A poignant attempt at empathy turned confrontational in Janakpuri when Delhi AAP chief Saurabh Bharadwaj was detained Sunday at the residence of pothole victim Kamal Dhiani. The leader, flanked by party workers, sought to commiserate with the bereaved family and hold a candle march, but police intervention from multiple stations quashed the effort.

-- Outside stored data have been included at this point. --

PR #63, opened 2020-04-16
Complete Parameter setup option in JavaFX

SurajViitk:


tomas-pluskal:
Looks great!!

A few comments and suggestions:
- When adding a new parameter, the parameter name should be required. Currently the dialog accepts empty name.
- The Add parameter dialog should have a Cancel button
- The Cancel button in the Setup project parameters dialog can be removed, because there is no practical difference between clicking OK and Cancel (or is it?)
- Instead it would be great to add a Help button, similar to other setup dialogs in the project. In the help, you can write a very short (1 paragraph) description what the dialog does and how the parameter import works (what is the imported file format). The Help was missing in MZmine 2.

tomas-pluskal:
Maybe you can also set min column width for each column, because currently they can be resized too small.

SurajViitk:
> Looks great!!
> 
> A few comments and suggestions:
> 
> * When adding a new parameter, the parameter name should be required. Currently the dialog accepts empty name.
> * The Add parameter dialog should have a Cancel button
> * The Cancel button in the Setup project parameters dialog can be removed, because there is no practical difference between clicking OK and Cancel (or is it?)
> * Instead it would be great to add a Help button, similar to other setup dialogs in the project. In the help, you can write a very short (1 paragraph) description what the dialog does and how the parameter import works (what is the imported file format). The Help was missing in MZmine 2.



> * The Cancel button in the Setup project parameters dialog can be removed, because there is no practical difference between clicking OK and Cancel (or is it?)

I found [this](https://ux.stackexchange.com/questions/17507/is-a-cancel-button-necessary-in-a-windows-form/17509#17509) in reference to cancel and close button dilemma, and I think we should follow one of these for **both** the dialogs - i) Have Cancel button to abandon any change made and close buttton to act like OK button as mentioned in guideline ii) Not have Cancel button, let close button have it's functionality. Which one (or any other) option do you recommend @tomas-pluskal ?

tomas-pluskal:
> > Looks great!!
> > A few comments and suggestions:
> > 
> > * When adding a new parameter, the parameter name should be required. Currently the dialog accepts empty name.
> > * The Add parameter dialog should have a Cancel button
> > * The Cancel button in the Setup project parameters dialog can be removed, because there is no practical difference between clicking OK and Cancel (or is it?)
> > * Instead it would be great to add a Help button, similar to other setup dialogs in the project. In the help, you can write a very short (1 paragraph) description what the dialog does and how the parameter import works (what is the imported file format). The Help was missing in MZmine 2.
> 
> > * The Cancel button in the Setup project parameters dialog can be removed, because there is no practical difference between clicking OK and Cancel (or is it?)
> 
> I found [this](https://ux.stackexchange.com/a/17510) in reference to cancel and close button dilemma, and I think we should follow one of these for **both** the dialogs - i) Have Cancel button to abandon any change made and close buttton to act like OK button as mentioned in guideline ii) Not have Cancel button, let close button have it's functionality. Which one (or any other) option do you recommend @tomas-pluskal ?

Use option ii) for the main dialog and option i) for the "Add parameter" dialog.

tomas-pluskal:
Have you figured out the problem with the Help button?

SurajViitk:
> Have you figured out the problem with the Help button?

Looking into it

tomas-pluskal:
Thanks a lot!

Post-detention, Bharadwaj didn’t hold back, blasting the capital’s governance to reporters. “Witness this authoritarianism: Parents dart between six police stations overnight—no action. We gather for tribute, and they unleash squads with the victim’s image.” His words resonated amid rising concerns over road fatalities.
Bharadwaj framed the incident as emblematic of wider malaise. “No regard for law anywhere in Delhi—slums or elites. It’s outright hooliganism: silence critics, shun solutions. AAP won’t be cowed; we’ll keep demanding better.”
Recapping the horror, Dhiani perished February 5 when his motorcycle hit a pothole, a preventable death in a city plagued by poor maintenance. The family’s ignored FIR attempts spotlighted alleged police indifference, intensifying AAP-BJP hostilities.
“People of Delhi observe it all,” Bharadwaj warned. “Under BJP, woes mount unanswered—self-interest reigns.” This detention could galvanize opposition, spotlighting urgent needs for infrastructure overhauls, FIR protocols, and depoliticized policing. As vigils loom and accusations fly, the tragedy demands more than rhetoric: real reforms to safeguard lives on Delhi’s treacherous streets.